● **Provided records**
PR #1086, opened 2022-05-02
only remove lockfile if it is not symlink

quentin-fox:
Currently, the Brewfile.lock.json is always deleted prior to being written to. However, this is breaking for workflows where the Brewfile.lock.json is symlinked into the same directory as the Brewfile, as the symlink is deleted, then a regular file is written in its place. As a result, the file that the symlink references is not updated with the new version info.

This workflow probably isn't super common, but for users of `stow` (https://github.com/aspiers/stow), this might be a nice improvement. They would keep the `.Brewfile` and `.Brewfile.lock.json` in their (e.g.) `~/dotfiles/brew/` folder, and symlink both `.Brewfile` and `.Brewfile.lock.json` to the `~` directory. When running `brew bundle install --global`, it would read from the `.Brewfile` symlinked to `~/.Brewfile`, and write to the `.Brewfile.lock.json` file symlinked to `~/.Brewfile.lock.json`. Since the symlink to the lockfile would not be deleted (after this change), the changes from running `brew bundle install --global` would be reflected in the `~/dotfiles/brew/.Brewfile.lock.json` file.

I wasn't sure of the reason why the lockfile is deleted with `lockfile.unlink` prior to writing, so I didn't remove that line, but instead special-cased the instance where the lockfile exists, but is a symlink. Another possible fix would be to never unlink the lockfile? Calling `lockfile.write` already replaces the entire contents of the file, so I think this only breaks workflows where the lockfile is a directory... but not 100% sure on that case.

### DIFF
--- a/lib/bundle/locker.rb
+++ b/lib/bundle/locker.rb
@@ -14,9 +14,9 @@ module Bundle
 
       # no need to call realpath if the lockfile is not a symlink
       # unnecessary call to fs, also breaks tests, which use filenames that are not in fs
-      return lock_file_path unless lock_file_path.symlink?
+      lock_file_path = lock_file_path.realpath if lock_file_path.symlink?
 
-      lock_file_path.realpath
+      lock_file_path
     end
 
     def write_lockfile?(global: false, file: nil, no_lock: false)
--- a/lib/bundle/locker.rb
+++ b/lib/bundle/locker.rb
@@ -12,9 +12,10 @@ module Bundle
       brew_file_path = Brewfile.path(global: global, file: file)
       lock_file_path = brew_file_path.dirname/"#{brew_file_path.basename}.lock.json"
 
-      # will recursively resolve any symlinks to lock file, if present
-      # so that calling `unlink` on the lockfile will remove the original file
-      # not the symlinks
+      # no need to call realpath if the lockfile is not a symlink
+      # unnecessary call to fs, also breaks tests, which use filenames that are not in fs
+      return lock_file_path if !lock_file_path.symlink?
+
       lock_file_path.realpath
     end
 
--- a/lib/bundle/locker.rb
+++ b/lib/bundle/locker.rb
@@ -75,7 +75,7 @@ module Bundle
 
       json = JSON.pretty_generate(lock)
       begin
-        lockfile.unlink if lockfile.exist?
+        lockfile.unlink if lockfile.exist? and not lockfile.symlink?
         lockfile.write("#{json}\n")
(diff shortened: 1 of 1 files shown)


colindean (approved):
Once the checks are fixed, this is good in my book. The reason makes sense to me.

jacobbednarz (approved):
LGTM, the only drawbacks I can see from this is that a file isn't removed (yet still overwritten) when someone expects it to be.

lib/bundle/locker.rb
```diff
@@ -75,7 +75,7 @@ def lock(entries, global: false, file: nil, no_lock: false)
 
       json = JSON.pretty_generate(lock)
       begin
-        lockfile.unlink if lockfile.exist?
+        lockfile.unlink if lockfile.exist? && !lockfile.symlink?
```
MikeMcQuaid, line 78: Feels a bit weird to just not unlink it if it's a symlink. Instead, how about resolving the symlink and changing `lockfile` to point to the destination file instead? Thoughts?

MikeMcQuaid (commented):
Thanks for the PR!

lib/bundle/locker.rb
quentin-fox: Makes a lot of sense to me, I like that more than not deleting the file. Alternatively, we could just never unlink the file? It could break some workflows, but we wouldn't have to resolve any symlinks (not that it's hard to do).

lib/bundle/locker.rb
```diff
@@ -10,7 +10,13 @@ module Locker
 
     def lockfile(global: false, file: nil)
       brew_file_path = Brewfile.path(global: global, file: file)
-      brew_file_path.dirname/"#{brew_file_path.basename}.lock.json"
+      lock_file_path = brew_file_path.dirname/"#{brew_file_path.basename}.lock.json"
+
+      # no need to call realpath if the lockfile is not a symlink
+      # unnecessary call to fs, also breaks tests, which use filenames that are not in fs
+      return lock_file_path unless lock_file_path.symlink?
```
MikeMcQuaid, line 17:
```suggestion
      lock_file_path = lock_file_path.realpath if lock_file_path.symlink?
```

lib/bundle/locker.rb
```diff
@@ -10,7 +10,13 @@ module Locker
...
+
+      lock_file_path.realpath
```
MikeMcQuaid, line 19:
```suggestion
      lock_file_path
```

MikeMcQuaid:
Thanks so much for your first contribution! Without people like you submitting PRs we couldn't run this project. You rock, @quentin-fox!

● **Task prompt**
Filter the records above for "false" and copy every matching line.

● **Response to this task**
     def write_lockfile?(global: false, file: nil, no_lock: false)
@@ -75,7 +75,7 @@ def lock(entries, global: false, file: nil, no_lock: false)
     def lockfile(global: false, file: nil)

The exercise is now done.